您正在尝试进行基本转换或类似的操作.无论如何，逻辑就像在基本转换中一样.4 字节 = 32 位.所以 32 位无符号整数会很好.

You are trying to do a base convert or something of that sort. Anyway the logic is like in base converting. 4 bytes = 32 bit. So 32 bit unsigned integer would do well.

在这种情况下，您有:

ARGB = A<<24 + R<<16 + G<<8 + B

是这样的:
你有 4 个字节的数据，意思是

it's like this:
you have 4 bytes of data, meaning

xxxxxxxx xxxxxxxx xxxxxxxx xxxxxxxx

其中 X 是 1 或 0 值位.你可以这样映射它们:

where X is either 1 or 0 valued bit. You map them like this:

AAAAAAAA RRRRRRRR GGGGGGGG BBBBBBBB

然后你所要做的就是添加它们，但在此之前你需要移动位.您将 A 位向左移动 8*3(超出 R、G 和 B 位)，然后将 R 位移动 8*2，依此类推.

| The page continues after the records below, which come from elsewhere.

Issue #6092, opened 2025-01-28
Add explicit package manager support list and installation instructions


MikeMcC399:
## What would you like?

1. Add a section for `Package Manager` in the [Get Started > Install Cypress > System requirements](https://docs.cypress.io/app/get-started/install-cypress#System-requirements) section
2. Add the following list of supported package managers:
   - [npm](https://docs.npmjs.com/) `8.6.0` and above (corresponds to npm version packaged with Node.js `18.0.0`)
   - [Yarn Classic](https://classic.yarnpkg.com/lang/en/) `1.22.22` and above
   - [Yarn Modern](https://yarnpkg.com/) `4.x` and above
        for Component testing, with [`nodeLinker: "node-modules"`](https://yarnpkg.com/configuration/yarnrc#nodeLinker) configuration only
   - [pnpm](https://pnpm.io/) `8.x` and above
3. Move any generic installation instructions, which are not Cypress specific, down to this section.
4. Separate out Cypress-specific installation instructions and keep these in the [Get Started > Install Cypress](https://docs.cypress.io/app/get-started/install-cypress#Install) section.

## Why is this needed?

1. Although npm, Yarn and pnpm are listed as supported, there is no information about which versions are supported.
2. Descriptions in [Get Started > Install Cypress](https://docs.cypress.io/app/get-started/install-cypress#Install) mix up the reference to specific package managers. Generic and Cypress-specific instructions are put together instead of being clearly separated.
3. Yarn Classic and Yarn Modern are different products with a combination of similarities and major incompatibilities, so it is not clear, when referring to Yarn, whether Yarn Classic or Yarn Modern or both are meant.
4. Instructions for how to install Yarn are missing. If these instructions are added, they should take account of the fact that [Yarn 1 Classic](https://classic.yarnpkg.com/lang/en/docs/install/) and [Yarn Modern](https://yarnpkg.com/getting-started/install) are to be installed differently from each other.
5. Instructions for how to install pnpm using npm are incorrect if Corepack is enabled. Refer to [pnpm Installation](https://pnpm.io/installation) for full instructions.

## Other

Related to:

- https://github.com/cypress-io/cypress-documentation/issues/5394

MikeMcC399:
@jennifer-shehane 

I plan to submit a PR to implement the above suggestions.

PR #6093, opened 2025-01-28
Add package manager list and installation instructions

MikeMcC399:
- closes https://github.com/cypress-io/cypress-documentation/issues/6092

## Issue

[Get Started > Install Cypress](https://docs.cypress.io/app/get-started/install-cypress) information for using package managers: npm, Yarn and pnpm is scattered and not at the same level of detail for each package manager. Developments in package management usage, such as the introduction of Corepack, are not covered. When Yarn is mentioned there is no distinction made between Yarn 1 Classic and Yarn Modern. For the latter there is no indication about which `nodeLinker` modes are supported and which do not work.

## Change

- Generalize package manager installation and refer back to each package manager's own documentation.
- For Yarn Modern prefer `node-modules` and exclude [Yarn Plug'n'Play](https://yarnpkg.com/features/pnp) for Component Testing usage.

## Corepack comment

- Since [Corepack](https://nodejs.org/docs/latest/api/corepack.html) is currently considered as experimental by the Node.js documentation site, do not refer to Corepack explicitly.
  - npm does not use Corepack.
  - Yarn Classic was released before Corepack and does not document its use at all.
  - Yarn Modern has its own separate [Corepack](https://yarnpkg.com/corepack) page.
  - pnpm has a [Corepack section](https://pnpm.io/installation#using-corepack) as part of the [Installation page](https://pnpm.io/installation)

## pnpm 10.x comment

- Delay adding any specific information for pnpm 10.x until the documentation and releases have stabilized.

### DIFF
--- a/docs/app/get-started/install-cypress.mdx
+++ b/docs/app/get-started/install-cypress.mdx
@@ -1,5 +1,5 @@
 ---
-title: 'Install using npm, yarn, or pnpm | Cypress Documentation'
+title: 'Install using npm, Yarn, or pnpm | Cypress Documentation'
 description: 'A step-by-step guide on how to install Cypress. Learn the requirements, installation process, and get started with Cypress for end-to-end and component testing'
 sidebar_label: Install Cypress
 sidebar_position: 30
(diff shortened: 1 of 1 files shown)


MikeMcC399:
Preview

https://github.com/MikeMcC399/cypress-documentation/blob/add/package-manager-support-installation/docs/app/get-started/install-cypress.mdx

jennifer-shehane (approved):

Issue #5946, opened 2024-10-10
Remove deprecated plugins


MikeMcC399:
### Subject

[Plugins](https://docs.cypress.io/plugins)

### Description

Remove deprecated plugins from [Plugins](https://docs.cypress.io/plugins)

- which are based on repos which have been archived or which are otherwise declared as unsupported
- which support only legacy versions of Cypress `v9` or lower
- which have not been updated since the release of Cypress `v10` in June 2022

#### Preprocessors

| Plugin                           | Status                                 |
| -------------------------------- | -------------------------------------- |
| cytorus                          | Archived Sep 3, 2024                   |
| cypress-app-watcher-preprocessor | Unmaintained. Last update Feb 2019     |
| cypress-eslint-preprocessor      | Unmaintained. Last update Nov 2018     |
| cy-rollup                        | Unmaintained. Cypress v8               |
| cypress-esbuild-preprocessor     | Unmaintained. Last update Oct 22, 2020 |

#### Development Tools

| Plugin                           | Status                   |
| -------------------------------- | ------------------------ |
| @cypress/instrument-cra          | Archived Jan 31,2023     |
| cypress-dark                     | Unmaintained. Cypress v8 |
| cypress-protobuf                 | Unmaintained. Cypress v4 |
| knapsack-pro-cypress             | Archived Jun 13, 2023    |
| cypress-autostub                 | Unmaintained. Cypress v4 |
| cypress-select-tests             | Archived May 28, 2021    |
| cypress-autorecord               | Unmaintained. Cypress v6 |
| @cypress/fiddle                  | Archived Feb 28, 2023    |
| cypress-extends                  | Unmaintained. Cypress v9 |
| @cypress/browserify-preprocessor | Archived Jan 31, 2023    |

#### Custom Commands

| Plugin                         | Status                   |
| ------------------------------ | ------------------------ |
| cypress-unfetch                | Unmaintained. Cypress v3 |
| cypress-redux                  | Unmaintained. Cypress v3 |
| cypress-pipe                   | Unmaintained. Cypress v4 |
| cypress-plugin-stripe-elements | Unmaintained. Cypress v8 |
| @cypress/skip-test             | Archived Jan 31, 2023    |
| cypress-websocket-testing      | Unmaintained. Cypress v3 |
| cypress-iframe                 | Unmaintained. Cypress v3 |
| cypress-rest-graphql           | Unmaintained. Cypress v7 |
[...]

PR #6102, opened 2025-02-14
Add cypress-laravel plugin

NoelDeMartin:
I had already registered this plugin in #2250, but it was removed without my knowledge in #5946.

I also realized it had been marked as "deprecated" before, also without my knowledge. I suppose it was marked as such because it had Cypress 3 as a dependency, but that's something [I fixed 3 months ago](https://github.com/NoelDeMartin/cypress-laravel/releases/tag/v0.3.0). Would have fixed it sooner if anyone bothered to open an issue about it in my repo :).

### DIFF
--- a/src/data/plugins.json
+++ b/src/data/plugins.json
@@ -52,7 +52,14 @@
           "link": "https://github.com/mammadataei/cypress-vite",
           "keywords": ["vite"],
           "badge": "community"
-        }
+        },
+        {
+          "name": "cypress-laravel",
+          "description": "Add commands and hooks to test Laravel applications.",
+          "link": "https://github.com/noeldemartin/cypress-laravel",
+          "keywords": ["php", "laravel"],
+          "badge": "community"
+        },
       ]
     },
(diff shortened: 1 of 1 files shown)


jennifer-shehane:
@NoelDeMartin Yes, that's likely why. We can add it back.

src/data/plugins.json
```diff
@@ -52,7 +52,14 @@
...
           "badge": "community"
-        }
+        },
+        {
+          "name": "cypress-laravel",
+          "description": "Add commands and hooks to test Laravel applications.",
+          "link": "https://github.com/noeldemartin/cypress-laravel",
+          "keywords": ["php", "laravel"],
+          "badge": "community"
+        },
```
MikeMcC399, line 62:
```suggestion
        }
```

MikeMcC399: otherwise there is a build failure

jennifer-shehane (approved):

PR #6105, opened 2025-02-18
Add Plugins: cypress-plugin-grep-boxes & cypress-cli-select

dingraham:
Adding two new, fantastic plugins that support expanded grep/test select functionality. 

- [cypress-plugin-grep-boxes](https://github.com/dennisbergevin/cypress-plugin-grep-boxes)
- [cypress-cli-select-plugins](https://github.com/dennisbergevin/cypress-cli-select)

@dennisbergevin

### DIFF
--- a/src/data/plugins.json
+++ b/src/data/plugins.json
@@ -147,11 +147,25 @@
           "keywords": ["auditory", "ui", "results", "duration"],
           "badge": "community"
         },
-        {
+      {
           "name": "cypress-plugin-last-failed",
-          "description": "A companion Cypress plugin for `cy-grep` that re-runs the last failed test(s).",
+          "description": "A companion Cypress plugin for `cy-grep` that re-runs the last failed test(s).",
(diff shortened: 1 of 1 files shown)


MikeMcC399:
@dingraham / @dennisbergevin 

It would be great if the new plugins are updated from Cypress `13.x` to use and test under the current major Cypress `14.x` version!

It's part of the requirement list on https://github.com/cypress-io/cypress-documentation/blob/main/CONTRIBUTING.md#adding-plugins

dennisbergevin:
> @dingraham / @dennisbergevin
> 
> It would be great if the new plugins are updated from Cypress `13.x` to use and test under the current major Cypress `14.x` version!
> 
> It's part of the requirement list on https://github.com/cypress-io/cypress-documentation/blob/main/CONTRIBUTING.md#adding-plugins

Hi @MikeMcC399, thanks for the reminder, I've gone ahead and updated both plugins so that Cypress is up to date with the latest version.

and then all you have to do is to add them, but before that you shift the bits. You shift the A bits to the left, by 8*3 (to be beyond the limits of R, G and B bits), then shift the R bits by 8*2, and so on.

您最终将这些 32 位整数相加:

You end up adding these 32 bit integers:

AAAAAAAA 00000000 00000000 00000000
00000000 RRRRRRRR 00000000 00000000
00000000 00000000 GGGGGGGG 00000000
00000000 00000000 00000000 BBBBBBBB

其中 A、R、G、B 可以是 0或1，作为一个整体表示通道的8位值.然后您只需将它们相加，即可获得结果.或者如 DarkDust 所写，不要使用 + 运算符，而是使用 |(按位或)运算符，因为在这种特殊情况下它应该更快.

Where A, R, G, B can be either 0 or 1, and represent as a whole, the 8 bit value of the channel. Then you simply add them, and obtain the result. Or as DarkDust wrote, use not the + operator, but instead the | (bitwise or) operator, since it should be faster in this particular case.